In conclusion, through spatial fragmentation waveforms it is now possible to perform two-dimensional mass spectrometry experiments in a much wider array of instrumentation. The examples shown here are only a subset of instrument designs, in which this approach to 2DMS could be implemented; the simplicity and ubiquity in mass spectrometry for spatial or temporal separation mean that this technique is now possible throughout the full range of mass spectrometers.

Additionally, the spatial separation axis does not need to be entirely based in mass spectrometry. For example, it may be possible to use this device to link 2DMS to ion mobility spectrometry and imaging. In this technique, the y dimension is by definition dependent on the spatial separation axis. As ion mobility almost exclusively relies on spatial separation, this technique would be easily applicable.

This work has shown the feasibility of a simpler method of 2DMS without the need for an ion trap. Using spatially programmed fragmentation waveforms and timing systems, it is possible to perform 2DMS in a pure TOF-TOF type environment in addition to electric and magnetic sector preanalyzers. However, good precursor ion separation over a large mass range has been demonstrated here with full width half height resolving powers nearing 900 at 1000 m/z, which is large for a y dimension measurement. With the potential for much larger data sets to be pursued in the implementation of these techniques due to the increased speed, it may even be possible to reach systems where resolving power is reasonably high enough to perform the intricate analysis possible on the FTICR. However, it should be noted that the choice of final mass analyzer may influence the speed of aquisiton. While a standard TOF mass analyzer may be quicker, many more scans would be required to be averaged with the same incremental delay to obtain a statistical distribution of ions. An assumption has been made that the translational energy of the fragments relative to each other will be insignificant compared to the imparted kinetic energy from the pusher region. This limitation may be overcome through the use of a reflectron.²⁶

Important in this work is the complete avoidance of any ion trap method, which up until now has been the only method of performing 2DMS (Penning trap and linear ion trap) This potentiates a larger catchment for potential 2DMS with the experiment now being possible on even the cheapest of mass spectrometers with reasonably little modification.

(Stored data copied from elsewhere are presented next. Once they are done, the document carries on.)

PR #1732, opened 2026-08-12
fix(benchmark): repair a hollow supplemental record from the FASTA, and refuse a corrupt one

### LINKED ISSUE #1728: Supplemental metadata ingestion cannot heal a hollow record, and silently resets on a corrupt one
`fetch_fasta_to_file` writes `supplemental/*.metadata.json` for both the benchmark bin (`patterns_transcripts`, `src/bin/benchmark.rs:1599-1642`) and `ferro prepare` (`clinvar_transcripts`, `src/prepare/mod.rs:1461`). Both carry two defects that, together, make a degraded artifact permanent.

## 1. Resume skips on presence, not usability

`src/benchmark/cache.rs:2019`

```rust
.filter(|acc| !metadata.transcripts.contains_key(*acc))
```

A record that exists but carries nothing permanently excludes its own accession from ever being re-fetched. Re-provisioning prints `All N accessions already fetched (skipping)` and changes nothing, so **the artifact cannot heal itself**.

That is not hypothetical. The prepared reference's `patterns_transcripts.metadata.json` holds 140,027 records, of which **116,572 carry neither a CDS nor a sequence length**, 23,455 have a length, and **19** have a CDS. Of 96,739 `NM_` records, exactly one has a CDS. The sibling FASTA's `.fai` has true lengths for all 140,027 — the data is one file over.

Fingerprint of an out-of-band rebuild: `.fna.bak` is Jan 6 @ 2.5 GB, `.fna` is May 21 @ 1.3 GB, the metadata's mtime is May 21 while its own `generated_at` still reads `2026-01-06`.

## 2. A corrupt sidecar silently resets to empty

`src/benchmark/cache.rs:2004`

```rust
serde_json::from_reader(..).unwrap_or_else(|_| empty)
```

Any parse failure discards the entire record of what has been fetched, making a truncated file indistinguishable from a first run — so the next pass re-fetches everything and overwrites it with whatever it gets.

## Why this is separate from #1722

#1722 / PR #1724 fixed the **consumer**: `MultiFastaProvider` no longer trades a complete cdot exon table for a supplemental record that carries nothing. That stops the damage but cannot repair the artifact, because the producer will never re-fetch a hollow row. This issue is the producer half.

## Scope

Repairs ingestion only. An already-shipped reference stays degraded until it is next provisioned; what changes is that re-provisioning can then succeed. `supplemental/legacy_genbank.metadata.json` comes from `prepare::fetch_legacy_versions`, which uses `File::create` and rebuilds its metadata each run — it has neither defect and needs no change, which is also why it is 5/5 populated while `patterns_transcripts` is not.

There is currently no test anywhere constructing these types with non-trivial values, and `src/benchmark/cache.rs` has no `#[cfg(test)]` module at all.

nh13:
Closes #1728. The producer half of #1722 — #1724 fixed the consumer and could not repair the artifact, because the producer could not heal a hollow row.

## The ruling this implements

**Operator ruling, 2026-08-13: repair a hollow supplemental row LOCALLY from the FASTA. Do not add a network re-fetch.**

`SupplementalTranscript` mixes two kinds of field, and "hollow" is a **row**-level predicate that spans the boundary:

```rust
pub struct SupplementalTranscript {
    pub id: String,
    pub gene_symbol: Option<String>,
    pub cds_start: Option<u64>,      // SOURCED  — only a GenBank record supplies it
    pub cds_end: Option<u64>,        // SOURCED
    pub sequence_length: usize,      // DERIVED  — it is the length of the sequence just written
}
```

All three sites in `cache.rs` that construct a row set `sequence_length` to `seq.len()` / `current_seq.len()` and to nothing else, and two of them are FASTA-only paths already building `cds_start: None, cds_end: None, sequence_length: current_seq.len()`. So the FASTA is that field's authority and the sidecar is a cache of it.

**The rule: never fetch to recover a value you can compute.** #1791 made the supplemental FASTA the single authority for presence. Measured on the shipped `patterns_transcripts` artifact:

```
sidecar rows                          : 140,027
FASTA (.fai) records                  : 140,027
rows with sequence_length == 0        : 116,572
rows whose length disagrees with FASTA: 116,572   (none nonzero-but-wrong)
hollow accessions present in the FASTA: 116,572 of 116,572
sidecar keys not in the FASTA         : 0
FASTA records not in the sidecar      : 0
```

Every hollow accession's bases are already on disk. That is precisely why `!store.has_sequence(acc)` admits none of them — and it is also why they need no fetch: the length is not *missing*, it is merely *not indexed*. Widening the resume filter would have been a 116,572-accession round trip against a rate-limited endpoint to learn a number one sequential read away.

## What the code does

`repair_derived_lengths` streams the FASTA once, before anything is fetched, and re-derives each row's `sequence_length` from the record for its accession:

- **first record wins** on a duplicate-bearing FASTA, so it agrees with `SupplementalStore::commit`, which keeps the first record and drops later duplicates;
- a row whose accession has **no** FASTA record is left alone — that is an orphan, and dropping it belongs to the store's key-set reconciliation;
- **only `sequence_length` is touched.** `gene_symbol`, `cds_start` and `cds_end` are carried through untouched.

Persisting is then split by which artifact actually moved (`commit_or_repair`):

- the FASTA, its `.fai` or the sidecar's key set moved -> a full `commit`, which carries the repaired rows out with it (`commit` preserves rows it already has);
- **only** a derived row moved -> a sidecar-only atomic write. Repairing 116,572 lengths must not re-emit a 1.3 GB FASTA and a 4.9 MB index that are byte-for-byte correct, and the authority rule says the same from the other side: correcting a derived artifact is not a reason to rewrite the authoritative one.

A run with nothing to fetch and nothing to repair still writes no byte.

## CDS is deliberately out of scope

`cds_*` is sourced, so it can only come from a fetch, and that is a separate lazy per-accession operation rather than a bulk backfill. **Only 19 of the 140,027 rows carry a CDS at all**; the other 140,008 keep `cds_start = cds_end = None` after this change, and this PR does not fetch to obtain one. (The ruling phrased this as "genuinely missing on 19 of 140,027 rows"; the measurement above is the same 19, read as the rows that *have* a CDS. Either way the treatment is identical: sourced, so untouched here.)

`gene_symbol` is likewise sourced and untouched — and moot on this artifact, where all 140,027 rows already carry one.

## No re-fetch: what changed from the original approach

This PR previously widened the resume filter with `!metadata.has_usable_record(acc)`, moving 116,572 accessions from skip to re-fetch. That is withdrawn. The resume filter is **unchanged** — still `!store.has_sequence(acc)`, still #1791's — and `has_usable_record` no longer exists.

## A corrupt sidecar is refused, not silently reset

`unwrap_or_else(|_| empty)` discarded the entire record of what had been fetched on any parse failure, making a truncated file indistinguishable from a first run — so the next pass overwrote it with whatever it got. `load_supplemental_metadata` now returns `FerroError::Json` naming the file, matching how the consuming reader of this same artifact has always treated it. An **absent** file is a different state and stays silent, so a genuine first run is unchanged.

## #1791's guards

Both merged guards still assert `source.calls() == 0`, and both still pass, because repairing a derived field makes no source call.

`a_duplicate_bearing_artifact_is_repaired_and_then_stable` is **unmodified**.

`a_hollow_sidecar_row_does_not_produce_a_second_fasta_record` needed **one assertion narrowed**, and this is flagged for review rather than slipped in. It asserted that a hollow row is the fixed point and that *all three* artifacts are byte- and mtime-identical afterwards. Under this ruling a hollow row is no longer the fixed point — it is the thing being repaired — so the sidecar does move. The FASTA and the `.fai` do not, and that is what the assertion now says:

```rust
assert_eq!(before[..2], artifact_state(&fasta)[..2],
    "repairing a derived field must not rewrite the authoritative FASTA or its index");
```

Its two load-bearing assertions — `headers(&fasta) == ["NM_000001.1"]` and `source.calls() == 0` — are untouched, and the sidecar's movement is pinned positively by the new `a_hollow_sidecar_row_is_repaired_from_the_fasta_without_a_fetch`.

`a_run_whose_every_fetch_failed_rewrites_nothing` is seeded with a healthy row rather than a hollow one, so it observes only the property it names. Its full three-artifact assertion is intact.

## Two files, not one

The implementation is `src/benchmark/cache.rs`. `src/benchmark/supplemental_store.rs` is touched **only inside its `#[cfg(test)]` module** and in two comments — the end-to-end tests belong beside `FakeEfetch` and #1791's own guards, which live there. No non-test code in that module changes.

Worth noting while you are there: that module's doc table says what is derived is "the sidecar's **key set** and each row's `sequence_length`", which the 2026-08-12 review recorded as an overstatement, since `commit`'s `or_insert_with` carries an existing row's length forward untouched. It is now true *of the provisioning entry point*, which re-derives every length before every commit — and still not true of `commit` called directly. The prose is left alone rather than half-corrected.

## Verification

2DMS provides a powerful and often underutilized tool for analysis of complex mixtures, and this work will hopefully open up 2DMS to the masses.

Supporting Information Available

The Supporting Information is available free of charge at https://pubs.acs.org/doi/10.1021/jasms.2c00241.

• Example SIMION GEM file; SIMION post kick tune script; ToF variant simulation workbench program; sector variant gem; sector-based simulation; comparison of FTICR, LIT, and spatial 2D (PDF)

The authors declare the following competing financial interest(s): Peter O'Connor is a founding member and shareholder in Verdel Instruments. This paper has also been filed as a patent (as of May 2022) and licensed to Verdel.